PR #111, opened 2024-09-18
Fix combined indexing

arcondello:
Previously indexing an array symbol by a mixture of arrays, integers, and non-empty slices would always result in an error.

### DIFF
--- a/dwave/optimization/generators.py
+++ b/dwave/optimization/generators.py
@@ -605,23 +605,19 @@ def job_shop_scheduling(times: numpy.typing.ArrayLike, machines: numpy.typing.Ar
 
     # Ensure that for each job, its tasks do not overlap
     for j in range(num_jobs):
-        ends = end_times[j, :][machines[j, :-1]]
-        starts = start_times[j, :][machines[j, :]][1:]
+        ends = end_times[j, machines[j, :-1]]
+        starts = start_times[j, machines[j, 1:]]
+
         model.add_constraint((ends <= starts).all())
 
     # Ensure for each machine, its tasks do not overlap
     for m in range(num_machines):
         order = orders[m]
 
-        ends = end_times[:, m]
-        starts = start_times[:, m]
+        ends = end_times[order[:-1], m]
+        starts = start_times[order[1:], m]
 
-        # todo: with combined indexing we wouldn't need this loop
-        for t in range(num_jobs - 1):
-            end = ends[order[t]]  # end of the t'th job on machine m
-            start = starts[order[t+1]]  # start of the (t+1)th job on machine m
-
-            model.add_constraint(end <= start)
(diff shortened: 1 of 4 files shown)


dwave/optimization/model.pyx
```diff
@@ -1706,8 +1706,8 @@ cdef class ArraySymbol(Symbol):
                 # order may be more efficient in some cases, but for now let's do the simple thing
 
                 basic_indices, advanced_indices = _split_indices(index)
-                basic = dwave.optimization.symbols(self, *basic_indices)
-                return dwave.optimization.symbols(basic, *advanced_indices)
+                basic = dwave.optimization.symbols.BasicIndexing(self, *basic_indices)
```
alexzucca90, line 1709: fun bug!

dwave/optimization/generators.py
```diff
@@ -605,23 +605,19 @@ def job_shop_scheduling(times: numpy.typing.ArrayLike, machines: numpy.typing.Ar
...
+        ends = end_times[j, machines[j, :-1]]
+        starts = start_times[j, machines[j, 1:]]
+
         model.add_constraint((ends <= starts).all())
 
     # Ensure for each machine, its tasks do not overlap
     for m in range(num_machines):
         order = orders[m]
 
-        ends = end_times[:, m]
```
alexzucca90, line 616: now the question is: here we were using one single basic indexing and reused that all over. Unless I'm missing something, we are increasing the number of nodes, right?

dwave/optimization/generators.py
```diff
@@ -605,23 +605,19 @@ def job_shop_scheduling(times: numpy.typing.ArrayLike, machines: numpy.typing.Ar
...
-
-        # todo: with combined indexing we wouldn't need this loop
-        for t in range(num_jobs - 1):
-            end = ends[order[t]]  # end of the t'th job on machine m
-            start = starts[order[t+1]]  # start of the (t+1)th job on machine m
+        ends = end_times[order[:-1], m]
+        starts = start_times[order[1:], m]
 
-            model.add_constraint(end <= start)
+        model.add_constraint((ends <= starts).all())
```
alexzucca90, line 620: but then we decrease the number of nodes with this..

dwave/optimization/generators.py
arcondello: I guess we could save `order[:-1]` and `order[1:]` if we wanted to... we really just need to add node deduplication as a presolve step. Maybe I'll look at that.

dwave/optimization/generators.py
arcondello: But yes, net far fewer nodes this way.

alexzucca90 (approved):
Not sure if you have other things in mind for the node counts, but other than that it LGTM

PR #112, opened 2024-09-19
Fix behavior for scalar indices in adv indexing

wbernoudy:
This should achieve the expected behavior for scalar (0-dimensional) `ArrayNode` indices for `AdvancedIndexingNode`. Previously there were a few asserts and an exception raised in one case but it was not properly prevented, and also not properly implemented.

### DIFF
--- a/dwave/optimization/src/nodes/indexing.cpp
+++ b/dwave/optimization/src/nodes/indexing.cpp
@@ -212,7 +212,7 @@ struct AdvancedIndexingNodeData : NodeStateData {
 };
 
 struct AdvancedIndexingNode::IndexParser_ {
-    IndexParser_(Array* array_ptr, std::vector<array_or_slice>&& indices)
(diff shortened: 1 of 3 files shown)


dwave/optimization/src/nodes/indexing.cpp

▬▬▬▬▬▬▬▬▬▬

- Your assignment
Only the lines from the one containing "This should achieve" to the end of the data should be printed, exactly as they stand.

- Answer below
This should achieve the expected behavior for scalar (0-dimensional) `ArrayNode` indices for `AdvancedIndexingNode`. Previously there were a few asserts and an exception raised in one case but it was not properly prevented, and also not properly implemented.

### DIFF
--- a/dwave/optimization/src/nodes/indexing.cpp
+++ b/dwave/optimization/src/nodes/indexing.cpp
@@ -212,7 +212,7 @@ struct AdvancedIndexingNodeData : NodeStateData {
 };
 
 struct AdvancedIndexingNode::IndexParser_ {
-    IndexParser_(Array* array_ptr, std::vector<array_or_slice>&& indices)
(diff shortened: 1 of 3 files shown)


dwave/optimization/src/nodes/indexing.cpp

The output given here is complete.